Mis en place depuis le 1er janvier, le « forfait patient urgences » s’apparente à une véritable barrière financière pour les personnes les plus précaires, se rendant au urgences faute de prise en charge adaptée ou encore faute de trouver un médecin traitant.
Le « forfait patient urgences » prévoit le règlement d’un tarif unique de 19,61 euros en cas de passage aux urgences non suivi d’une hospitalisation et sera à la charge du patient si celui-ci ne dispose pas d’une complémentaire santé. Un tarif minoré est prévu pour certaines catégories de patients ainsi que des exonérations.
Ce forfait va augmenter les inégalités en impactant fortement des publics sans droits ou avec des droits au rabais, déjà éloignés des soins. C’est le cas des 3 millions de personnes sans complémentaires santé, pourtant particulièrement fragiles et vulnérables (chômeurs, retraités, petits indépendants….). C’est également le cas des personnes ayant droit à l’AME mais qui n’en bénéficient pas. Sont aussi concernées un nombre croissant de personnes exclues pour des périodes de plus en plus longue de toute protection maladie (sécurité sociale, complémentaire santé solidaire, AME), depuis la réforme très restrictive de fin 2019 et malgré des conditions de vie très dégradées. Par ailleurs, certaines personnes sont dans l’incapacité d’avancer la somme demandée.
Un large public va donc être impacté par cette mesure et les risques sont connus : renoncement aux soins, retard dans la prise en charge des plus démunis et augmentation des inégalités.
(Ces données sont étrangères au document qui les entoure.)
PR #3691, opened 2020-01-25
[TS] Fixed typing for Diagram connections

ShimiSun:
The issue is coming from slack https://grommet.slack.com/archives/C04LMHN59/p1579887376150400

Fixing types of the connections object and adding the example shared on slack.

### DIFF
--- a/src/js/components/Diagram/index.d.ts
+++ b/src/js/components/Diagram/index.d.ts
@@ -3,16 +3,20 @@ import * as React from "react";
 import { 
   ColorType 
 } from "../../utils";
+
+export type DiagramConnectionAnchor = "center" | "vertical" | "horizontal";
+export type DiagramConnectionType = "direct" | "curved" | "rectilinear";
+
 export interface DiagramProps {
   connections: {
-    anchor?: "center" | "vertical" | "horizontal" | string, 
+    anchor?: DiagramConnectionAnchor, 
     color?: ColorType,
     fromTarget: string | object,
     label?: string,
     offset?: "xsmall" | "small" | "medium" | "large" | string,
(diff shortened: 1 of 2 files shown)


src/js/components/Diagram/index.d.ts
```diff
@@ -5,14 +5,15 @@ import {
 } from "../../utils";
 export interface DiagramProps {
   connections: {
-    anchor?: "center" | "vertical" | "horizontal", 
+    anchor?: "center" | "vertical" | "horizontal" | string,
```
carolineartz: This will fix the issue I see in the editor/storybook! The only thing is that now it's not taking advantage of a type system since any string is valid but not necessarily meaningful

that is, "center" is now the same as "asfasdfsfd" (which is, i think actually, the same as `undefined` as well).
https://github.com/grommet/grommet/blob/master/src/js/components/Diagram/Diagram.js#L152

if there were exported type aliases defined for these unions, it would allow easily allow the cosumer to define the type on their own object and enforce a valid value.

```ts
export type DiagramConnectionAnchor = "center" | "vertical" | "horizontal"
export type DiagramConnectionType = "direct" | "curved" | "rectilinear"
```
it would also be nice to have the connection object available easily since a `Connection` type is really the 🍗 and 🥔 s here.

🤷‍♀ I dunno if you folks are building out the type system further or no?

carolineartz:
❤️ 🎉 🍨 🍨 🍨

src/js/components/Diagram/index.d.ts
ShimiSun: AGREED!

PR #3692, opened 2020-01-27
Changed Calendar to use hooks

ericsoderberghp:
#### What does this PR do?

Changed Calendar to use hooks.
These changes also change the keyboard interaction to tie focus to the grid of days and then allow traversing the days via arrow keys. Tab just enters and exits the grid of days itself.

Calendar.js

storybook

storybook

#3609 

no

yes

backwards compatible


src/js/components/Calendar/Calendar.js
```diff
@@ -68,262 +52,293 @@ const buildState = props => {
...
+      const PreviousIcon =
+        size === 'small'
+          ? theme.calendar.icons.small.previous
+          : theme.calendar.icons.previous;
+
+      const NextIcon =
+        size === 'small'
+          ? theme.calendar.icons.small.next
+          : theme.calendar.icons.next;
+
```
ShimiSun: can we add a condition to if the theme exists before we are attempting `theme.calendar.icons.small.next`

ericsoderberghp: I just carried these over from before. And I think we've always got `theme.calendar.icons` in the base theme. Are you suggesting that if there is no theme at all we should be more defensive and have default icons imported in Calendar.js? I had thought we were moving away from that pattern and doing the icon import in the theme?

ShimiSun: agreed.

PR #3695, opened 2020-01-28
Work on clear selection

oorestisime:
started some work here @markjackson02  you can check storybook to see how it works on the clear selection item in selects.

#### What does this PR do?

Implements #2973 solution

storybook

storybook

storybook

#2973 
done
yes
compatible


oorestisime:
@ericsoderberghp @ShimiSun not really happy with my naming there. open to suggestions. i also tried to avoid polluting a lot the api this is why i didn't add a showClearSelection true|false but don't feel strongly about it.

markjackson02:
@oorestisime this looks great!!!

src/js/components/Select/SelectContainer.js
```diff
@@ -342,9 +352,35 @@ class SelectContainer extends Component {
     return result;
   };
 
+  renderClear = () => {
+    console.log('in here');
```
ShimiSun: Yes, you are :) 
I think we can remove this console.log.

src/js/components/Select/doc.js
```diff
@@ -26,6 +26,13 @@ export const doc = Select => {
     closeOnChange: PropTypes.bool
       .description('Wether to close the drop when a selection is made.')
       .defaultValue(true),
+    clearValueLabel: PropTypes.string
+      .description('Label for the clear selection item')
+      .defaultValue('Clear selection'),
+    clearValuePosition: PropTypes.oneOf(['bottom', 'top']).description(
+      `Add a clear value item add the top or at the bottom of the container.
+      By default no unselect option is present.`,
+    ),
```
ShimiSun: Cards on the table, I think that Select is one of the most complicated components in Grommet, lots of props and options it can get overwhelming for users.
In the case above, I feel like we are adding two new props but one of them wouldn't make sense without the other, hence, IMO it should be only one object prop that will gather all the `clear` value attributes, so if the prop is undefined, the clear option wouldn't be available.
So something like this:
```
<Select clear={{label: `Clear`, value: 'top'}} ... />
```

We can even take it one step forward and combine the `renderClearValue` prop with it as well, something like:
```
<Select clear={{label: `Clear`, value: 'top', action: ()=> ()}} ... />
```

I would love to hear your thoughts here, @markjackson02  welcome to join as well.

src/js/components/Select/SelectContainer.js
```diff
@@ -342,9 +352,35 @@ class SelectContainer extends Component {
...
+    }
+    return (
+      <Box flex={false}>
+        <Button
+          tabIndex="-1"
+          hoverIndicator="background"
+          onClick={this.clearSelection}
+        >
+          <Box
+            background="light-4"
```
ShimiSun: Not a must at this point, but we are trying to stay away from the `light-*` colors these days, it is not released officially yet but you can read about it in the *NEW* sections on this wiki https://github.com/grommet/grommet/wiki/Color-Properties

bottom line, it might be better to use `background-back` color?

src/js/components/Select/SelectContainer.js
```diff
@@ -390,6 +427,7 @@ class SelectContainer extends Component {
               />
             </Box>
           )}
+          {value && clearValuePosition === 'top' ? this.renderClear() : null}
```
ShimiSun: would it be better to use undefined instead of null?

src/js/components/Select/doc.js
oorestisime: yeah great suggestion. i think it totally makes sense and i should do that for render prop as well.

src/js/components/Select/SelectContainer.js
oorestisime: i think you can't return undefined for a jsx. i ll need to test this

src/js/components/Select/SelectContainer.js
oorestisime: sure thing i ll have a look :)

src/js/components/Select/SelectContainer.js
markjackson02: i always return null, but undefined would have the same effect https://stackoverflow.com/a/42083262/711672

src/js/components/Select/doc.js
markjackson02: i agree!

PR #3699, opened 2020-01-29
restore focus to provided ref and tests

halocline:

#### What does this PR do?

Fixes bug experienced when a user provides their own `ref` to `<TextInput>` as shown below:
Kapture 2020-01-24 at 9 20 15

If the `ref` is removed, TextInput w/ suggestion functions as normal. However, when `ref` is provided, the following error is thrown: 
Screen Shot 2020-01-24 at 2 55 16 PM

TextInput.js line 192

Local project. Plus additional tests written.

Create a `<TextInput>` with a `ref`

Wondering if `const inputRef = useRef();` should be updated to `const inputRef = ref || useRef()`, then all executions of `(ref || inputRef)` could be simplified to `inputRef` and make this less bug prone. Thoughts?

Kapture 2020-01-24 at 9 20 15

Screen Shot 2020-01-24 at 2 55 16 PM

No

🤷‍♂ Probably not necessary

Backwards compatible.

### DIFF
--- a/src/js/components/MaskedInput/__tests__/__snapshots__/MaskedInput-test.js.snap
+++ b/src/js/components/MaskedInput/__tests__/__snapshots__/MaskedInput-test.js.snap
@@ -528,10 +528,12 @@ exports[`MaskedInput event target props are available option via mouse 4`] = `
   <input
     autocomplete="off"
     class="StyledMaskedInput-sc-99vkfa-0 gFvqdW"
+    data-g-tabindex="none"
     data-testid="test-input"
     id="item"
     name="item"
     placeholder="!"
+    tabindex="-1"
     value=""
   />
 </div>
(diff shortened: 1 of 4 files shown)


halocline:
It looks like two MaskedInput snapshots are not matching and causing Jest test check to fail. The new snapshots were created after `yarn test-update` and have tabindex attributes added, whereas they are not present in the previous snapshot.

Screen Shot 2020-01-29 at 10 48 23 AM

The snapshot diff seems to be unrelated to the work on this PR.

Thoughts?

taysea:
> It looks like two MaskedInput snapshots are not matching and causing Jest test check to fail. The new snapshots were created after `yarn test-update` (and prior to any changes to TextInput.js) and have tabindex attributes added, whereas they are not present in the previous snapshot.
> 
> Screen Shot 2020-01-29 at 10 48 23 AM
> 
> The snapshot diff seems to be unrelated to the work on this PR.
> 
> Thoughts?

I ran into the same thing when working on the TextInput keyboard navigation. I opened PR #3700 to try to just update those snapshots separately (assuming they're coming from something that got committed to master without test updates), but the test is failing for those as well.

ericsoderberghp:
Thanks for fixing this!

PR #3703, opened 2020-01-30
Improve TextInput keyboard accessibility

taysea:
#### What does this PR do?
This PR allows the user to navigate the TextInput suggestions with keyboard and keeps the active suggestion in view by scrolling through the options as the down/up arrow is pressed. The portion of the functions that check if the suggestion is before/after scroll were leveraged from grommet Select.

This has been tested in Chrome, Safari, and FireFox using the "Suggestions" storybook example. As you use down arrow key or up arrow key to navigate through the results, the drop should scroll to keep the active suggestion in view. Also, it supports a trade off between mouse/keyboard navigation where when the mouse hovers over an option it makes that the new active index and keyboard navigation will be up from there.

Le système de santé est déjà à bout de souffle et les urgences représentaient un des derniers recours pour des personnes n’ayant pas de prise en charge ou de médecin traitant, comme dans les déserts médicaux par exemple.
Les urgences débordées sont un des symptômes de la crise du système de santé : hôpitaux au bord de l’effondrement, manque de personnel soignant, désertification médicale, manque de régulation de la médecine de premier recours… La mesure est comptable alors que la résolution du problème demande un changement de paradigme majeur. De plus cette mesure cible le paiement par les patients et leur éventuelle complémentaire, alors même que de l’autre coté l’État organise des restrictions dans l’accès aux droits des plus précaires, et ce dans une période de pandémie sans précédent.
« Le « forfait patient urgences » va pénaliser les personnes déjà en situation de précarité et qui ont tendance à renoncer aux soins. Cela va avoir un effet dissuasif et éloigner encore plus ces personnes des lieux de soin », explique le Dr Carine Rolland, présidente de Médecins du Monde. « Ce que nous voulons va à l’encontre de cette mesure : un égal accès aux soins pour tous, qui serait rendu possible par une sécurité sociale réellement solidaire, inclusive, universelle et avec un haut niveau de remboursement ».